Lamb and mutton are titles for domestic sheep meat. This Brazilian coffee-crusted lamb recipe is a fantastic way to prepare them. Have a bite!
At different ages, different terms are used.
In its first year, the sheep is called a lamb, and its meat is likewise named lamb.
Great for this Brazilian Coffee-Crusted Lamb Recipe, the meat of a growing sheep older than a first-year is called hogget; outside the US and Canada, this is also a word for the living creature.
The meat of the adult lamb is mutton, a word only used for the flesh, not the animal.
Meat from sheep is present in many cultures all over the world.
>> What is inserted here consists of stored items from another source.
Issue #30, opened 2022-08-19
[FEATURE] Allow CLI to discover soci artifacts that it doesn't create


Kern--:
**Is your feature request related to a problem? Please describe.**
Currently, `soci` uses a bbolt metadata DB as its source of truth about what SOCI artifacts exist locally. This DB is only updated by `soci create`. That means that any indices/ztocs that are added to the store outside of the `soci create` command are invisible to the inspection tools provided by `soci` (e.g. `soci index list` will not see an index pulled with `soci rpull`). 

**Describe the solution you'd like**
I would like to see a command like:
```
soci rebuild-db
```

which would rediscover all of the soci artifacts in the local storage and add the necessary metadata to the db. 

**Describe alternatives you've considered**
One alternative would be to have the snapshotter update the local DB when it pulls SOCI artifacts. There are a couple of downsides to this approach:
1) SOCI artifacts could be deleted outside of either `soci` or the soci snapshotter which would require a rebuild-like command to avoid a full purge.
2) bbolt locks the DB file while a process is interacting with it. If the soci snapshotter opens the DB at launch, then it must not be running when `soci` is invoked. If the soci snapshotter opens/closes the DB around each artifact fetch, then it may see an unacceptable performance hit.

The second issue could be solved by having the snapshotter own the metadata DB and expose a gRPC (or similar) service that the `soci` command could interact with. This has the downside that the snapshotter is required to be running in order to build SOCI artifacts which is not desirable in cases like a managed index builder where the images will never be run locally.

**Additional context**

Issue #423, opened 2023-02-14
[FEATURE] Support using containerd's content store


Kern--:
**Is your feature request related to a problem? Please describe.**
Today, we store soci artifacts (index manifests/ztocs) in the snapshotter's state directory (under `/var/lib/soci-snapshotter-grpc`). While we know how to map an index manifest to ztocs, we don't have a good way to map ztocs to index manifests that reference them. Since we don't have this, we don't offer an CLI mechanism for cleaning up SOCI artifacts without potentially orphaning ztocs or deleting ztocs out from under a manifest. The easiest way to clean up old ztocs is to just blow away the whole snapshotter state directory at `/var/lib/soci-snapshotter-grpc`.

It would be nice we could use containerd's content store and garbage collector instead. This would automatically clean up ztocs when all the referencing index manifests are deleted. 

**Describe the solution you'd like**
A list of acceptance criteria:
1) The SOCI CLI/library supports using containerd's content store for SOCI artifacts by default
2) The SOCI CLI has a flag to use the old, local directory to put artifacts under `/var/lib/soci-snapshotter-grpc`
3) ztocs are automatically deleted when the last index manifest that references them is deleted
4) Index manifests are deleted only when using `soci index remove`

Since this is a pretty large refactor, I think it can be broken down into several milestones (I'm leaving them in this issue for now, but we can split them out of this isn't working).

- [ ] Create a containerd-backed implementation of `content.Storage` [ref](https://github.com/oras-project/oras-go/blob/main/content/storage.go#L43) keeping in mind the need to set the correct gc labels
- [ ] Update `soci create` to use the new storage with a temporary flag (e.g. `--containerd-storage`)
- [ ] Update `soci index *` to use the new storage  with a temporary flag
- [ ] Update `soci ztoc *` to use the new storage with a temporary flag
- [ ] Update `soci push` to use the new storage with a temporary flag
- [ ] Update the snapshotter use the new storage
- [ ] Default to the new storage with a new flag to use the old storage (e.g. `--local-storage`)

**Describe alternatives you've considered**
We could alternatively build our own ztoc garbage collection setup on top of the local store.

**Additional context**
Information about how content flows through containerd:
https://github.com/containerd/containerd/blob/main/docs/content-flow.md

Information about containerd's garbage collection to make sure indices/ztocs don't get prematurely deleted.
https://github.com/containerd/containerd/blob/main/docs/garbage-collection.md

ningziwen:
[...]

PR #527, opened 2023-03-24
Add `rebuild-db` command to rebuild artifacts db

turan18:
**Issue #, if available:**

Fixes: #30 

**Description of changes:**

Added `rebuild-db` command to CLI to rebuild/sync artifacts db with local content store. 

TODO: 
 * [x] add integration tests
 * [x] determine if getting platform for an index is feasible

**Testing performed:**

```shell
$ sudo ./soci image rpull --platform linux/amd64  dkr.ecr.us-west-2.amazonaws.com/rabbitmq:latest
fetching sha256:f5f012e4... application/vnd.docker.distribution.manifest.v2+json
fetching sha256:7cb0caa8... application/vnd.docker.container.image.v1+json 

$ sudo ./soci index list
DIGEST    SIZE    IMAGE REF    PLATFORM    MEDIA TYPE    CREATED

$ sudo ./soci ztoc list
DIGEST    SIZE    LAYER DIGEST

$ sudo ./soci rebuild-db

$ sudo ./soci index list
DIGEST                                                                     SIZE    IMAGE REF                                                       PLATFORM    MEDIA TYPE                                    CREATED
sha256:a6494e77b9d51f160e9c74a282b1779421f980f3dd3d130402c2222aa8f38e40    1570    .dkr.ecr.us-west-2.amazonaws.com/rabbitmq:latest    linux/amd64     application/vnd.oci.image.manifest.v1+json    9s ago

$ sudo ./soci ztoc list
DIGEST                                                                     SIZE       LAYER DIGEST
sha256:0d83470e087681a426a7219adf9c9e02b96583df6e3e045e9277c815b92392b9    1090344    sha256:328b9d3248edeb3ae6e7f9c347bcdb5632c122be218e6ecd89543cca9c8f1997
sha256:1a6457d173b415902ee571f068009fe288e5e12d8ce5fd80a0288ba8b0c2f4eb    1152224    sha256:df6635ed1257a768a4cf0fba31ebc5c8a6a03ae7d5b9b079bfd9df9eb89e0f81
sha256:1ae8016952be5b522dbc5a695ad3044dc52ef9af9fb1840c8c6442b694ecb579    1235272    sha256:e50ba1435db6125cd01ba5740e1899412c8dfa2f8ce8526ea32574742d3a0f41 
```

### DIFF
--- a/cmd/soci/commands/rebuild_db.go
+++ b/cmd/soci/commands/rebuild_db.go
@@ -1,0 +1,50 @@
+/*
+   Copyright The Soci Snapshotter Authors.
+
+   Licensed under the Apache License, Version 2.0 (the "License");
+   you may not use this file except in compliance with the License.
+   You may obtain a copy of the License at
+
+       http://www.apache.org/licenses/LICENSE-2.0
+
+   Unless required by applicable law or agreed to in writing, software
+   distributed under the License is distributed on an "AS IS" BASIS,
+   WITHOUT WARRANTIES OR CONDITIONS OF ANY KIND, either express or implied.
+   See the License for the specific language governing permissions and
+   limitations under the License.
+*/
+
+package commands
+
+import (
+	"path/filepath"
+
+	"github.com/awslabs/soci-snapshotter/fs/config"
+	"github.com/awslabs/soci-snapshotter/soci"
+	"github.com/containerd/containerd/cmd/ctr/commands"
+	"github.com/urfave/cli"
+	"oras.land/oras-go/v2/content/oci"
+)
+
+var RebuildDBCommand = cli.Command{
+	Name:  "rebuild-db",
+	Usage: `rebuild the artifacts database. You should use this command after "rpull" so that indices/ztocs can be discovered by commands like "soci index list".`,
+	Action: func(cliContext *cli.Context) error {
+		client, ctx, cancel, err := commands.NewClient(cliContext)
+		if err != nil {
+			return err
+		}
+		defer cancel()
+		containerdContentStore := client.ContentStore()
+		artifactsDb, err := soci.NewDB(soci.ArtifactsDbPath())
+		if err != nil {
+			return err
+		}
+		blobStore, err := oci.New(config.SociContentStorePath)
+		if err != nil {
+			return err
+		}
+		blobStorePath := filepath.Join(config.SociContentStorePath, "blobs")
+		return artifactsDb.SyncWithLocalStore(ctx, blobStore, blobStorePath, containerdContentStore)
+	},
+}
--- a/cmd/soci/main.go
+++ b/cmd/soci/main.go
@@ -90,6 +90,7 @@ func main() {
 		commands.CreateCommand,
 		commands.PushCommand,
 		run.Command,
+		commands.RebuildDBCommand,
 	}
 
 	if err := app.Run(os.Args); err != nil {
--- a/integration/rebuild-db_test.go
+++ b/integration/rebuild-db_test.go
@@ -1,0 +1,97 @@
+/*
+   Copyright The Soci Snapshotter Authors.
+
+   Licensed under the Apache License, Version 2.0 (the "License");
+   you may not use this file except in compliance with the License.
+   You may obtain a copy of the License at
+
+       http://www.apache.org/licenses/LICENSE-2.0
+
+   Unless required by applicable law or agreed to in writing, software
+   distributed under the License is distributed on an "AS IS" BASIS,
+   WITHOUT WARRANTIES OR CONDITIONS OF ANY KIND, either express or implied.
+   See the License for the specific language governing permissions and
+   limitations under the License.
+*/
+
+package integration
+
+import (
+	"bytes"
+	"fmt"
+	"path/filepath"
+	"testing"
+
+	"github.com/awslabs/soci-snapshotter/soci"
+)
+
+func TestRebuildArtifactsDB(t *testing.T) {
+	regConfig := newRegistryConfig()
+	sh, done := newShellWithRegistry(t, regConfig)
+	defer done()
+	rebootContainerd(t, sh, "", "")
+	img := rabbitmqImage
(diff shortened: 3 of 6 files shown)


cmd/soci/commands/rebuild_db.go
```diff
@@ -0,0 +1,155 @@
...
+	"time"
+
+	"github.com/awslabs/soci-snapshotter/fs/config"
+	"github.com/awslabs/soci-snapshotter/soci"
+	"github.com/containerd/containerd/cmd/ctr/commands"
+	"github.com/containerd/containerd/errdefs"
+	"github.com/containerd/containerd/images"
+	"github.com/containerd/containerd/platforms"
+	"github.com/opencontainers/go-digest"
+	v1 "github.com/opencontainers/image-spec/specs-go/v1"
```
djdongjin, line 35: seems `ocispec` is a more common name than `v1` in our repo.

cmd/soci/commands/rebuild_db.go
```diff
@@ -0,0 +1,155 @@
...
+			return err
+		}
+		blobStore, err := oci.New(config.SociContentStorePath)
+		if err != nil {
+			return err
+		}
+		blobStorePath := filepath.Join(config.SociContentStorePath, "blobs")
+		// check if artifact db contains all artifacts in content store, if not add them
+		err = filepath.WalkDir(blobStorePath, func(path string, d fs.DirEntry, err error) error {
+			if !d.IsDir() {
```
djdongjin, line 61: nit: can we change to `if d.IsDir() { return nil }` to remove some indent?

cmd/soci/commands/rebuild_db.go
```diff
@@ -0,0 +1,155 @@
...
+				}
+			}
+			return nil
+		})
+		return err
+	},
+}
+
+// addHashPrefix adds either a sha256 or sha512 prefix to a string
+func addHashPrefix(name string) string {
```
Kern--, line 150: I think this is what `godigest.NewDigestFromBytes` is for: https://pkg.go.dev/github.com/opencontainers/go-digest#NewDigestFromBytes

cmd/soci/commands/rebuild_db.go
```diff
@@ -0,0 +1,155 @@
...
+				}
+				f, err := os.Open(path)
+				if err != nil {
+					return err
+				}
+				defer f.Close()
+				var sociIndex soci.Index
+				err = soci.DecodeIndex(f, &sociIndex)
+				// skip: file is either a ztoc or empty config
+				if err != nil || info.Size() < 10 {
```
djdongjin, line 74: should the `info.Size() < 10` check more close to where `info` is created (line 63)

cmd/soci/commands/rebuild_db.go
```diff
@@ -0,0 +1,155 @@
...
+	"github.com/containerd/containerd/images"
+	"github.com/containerd/containerd/platforms"
+	"github.com/opencontainers/go-digest"
+	v1 "github.com/opencontainers/image-spec/specs-go/v1"
+	"github.com/urfave/cli"
+	"oras.land/oras-go/v2/content/oci"
+)
+
+var RebuildDBCommand = cli.Command{
+	Name:  "rebuild-db",
```
sparr, line 41: This is only our second command with two words and a `-` in it. Are we intentionally moving toward more verbose command names?

turan18: No specific reason, just going with the suggested name in #30

cmd/soci/commands/rebuild_db.go
```diff
@@ -0,0 +1,155 @@
...
+			return err
+		}
+		// check if artifact db contains artifacts that no longer exist in content store, if so delete them
+		err = artifactsDb.Walk(func(ae *soci.ArtifactEntry) error {
+			existsInContentStore, err := blobStore.Exists(context.Background(), v1.Descriptor{MediaType: ae.MediaType, Digest: digest.Digest(ae.Digest)})
+			if err != nil {
+				return err
+			}
+			if !existsInContentStore {
+				err := artifactsDb.RemoveArtifactEntryByDigest(ae.Digest)
```
djdongjin, line 138: nit: if err := artifactsDb.RemoveArtifactEntryByDigest(ae.Digest); err != nil

cmd/soci/commands/rebuild_db.go
turan18: We already have the hash encoding as its the filename. We just need to determine the hash algorithm (sha256 vs 512) and we can do this obtaining the length of the encoding.

cmd/soci/commands/rebuild_db.go
```diff
@@ -0,0 +1,140 @@
...
+	"github.com/opencontainers/go-digest"
+	ocispec "github.com/opencontainers/image-spec/specs-go/v1"
+	"github.com/urfave/cli"
+	"oras.land/oras-go/v2/content/oci"
+)
+
+var RebuildDBCommand = cli.Command{
+	Name:  "rebuild-db",
+	Usage: `rebuild the artifacts database. You should use this command after "rpull" so that indices/ztocs can be discovered by commands like "soci index list".`,
+	Action: func(cliContext *cli.Context) error {
```
sparr, line 42: Strongly request the functional logic here be broken out into its own function that could be called from tests, other commands, etc. Having program logic within command functions has been a problem point with containerd in the past.

turan18: I agree. The reason I was a little hesitant at first is that we might not eventually need this logic at all once/ if #423 happens, so I thought it might be a good idea to keep the core logic in `cmd` for now (with the exception of `RemoveOldArtifacts` since that required some explicit db logic)

I was originally thinking of having some exported func like `SyncDbWithStore` in our `soci` package how does that sound?

sparr: That seems viable. Most of the logic here would move there.

sparr (approved):
LGTM now

Kern-- (approved):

- 1 tablespoon freshly ground Brazilian coffee
- 125ml (1/2 cup) boiling water
- 1 onion, coarsely chopped
- 3 garlic cloves, crushed
- 1 tablespoon coarsely chopped ground cinnamon
- 50ml brandy
- 2 tablespoons soy sauce
- 1 tablespoon honey
- 1 teaspoon cracked black pepper
- 1 x 1.2kg easy-carve lamb leg
- Roast vegetables, to serve
- Place the coffee in a heatproof bowl and pour over the boiling water.
- Set aside for 3-5 minutes to brew.
- Place the coffee mixture, onion, garlic, cinnamon, brandy soy sauce, honey and pepper in a bowl of a food processor and process until smooth.
- Season well with salt.
- Place the lamb in a dish.
- Add the coffee mixture and turn to coat.
- Cover and place in the fridge for 6 hours or overnight to marinate.
- Preheat oven to 200°C.
- Place lamb on a wire rack in a roasting pan.
- Add water to 2cm up the side of pan.
- Roast for 40 minutes.
- Reduce temperature to 160°C.
- Roast in oven for 40 minutes for medium-rare or until cooked to your liking.
- Cover and set aside for 10 minutes to rest.
- Serve with roast vegetables.
The first time I ate lamb in my life was around 1972 near San Francisco in an afternoon barbeque party on the beach. My mother and I were invited by some folk from Stanford University, where some Brazilian friends were studying in a scholarship.
That was the best lamb I have eaten in my whole life. The cook seasoned it with herbs and ocean water.
The above recipe was passed on to my family by a Syrian lady that used to live two blocks from our home in the 60’s, in São Paulo City.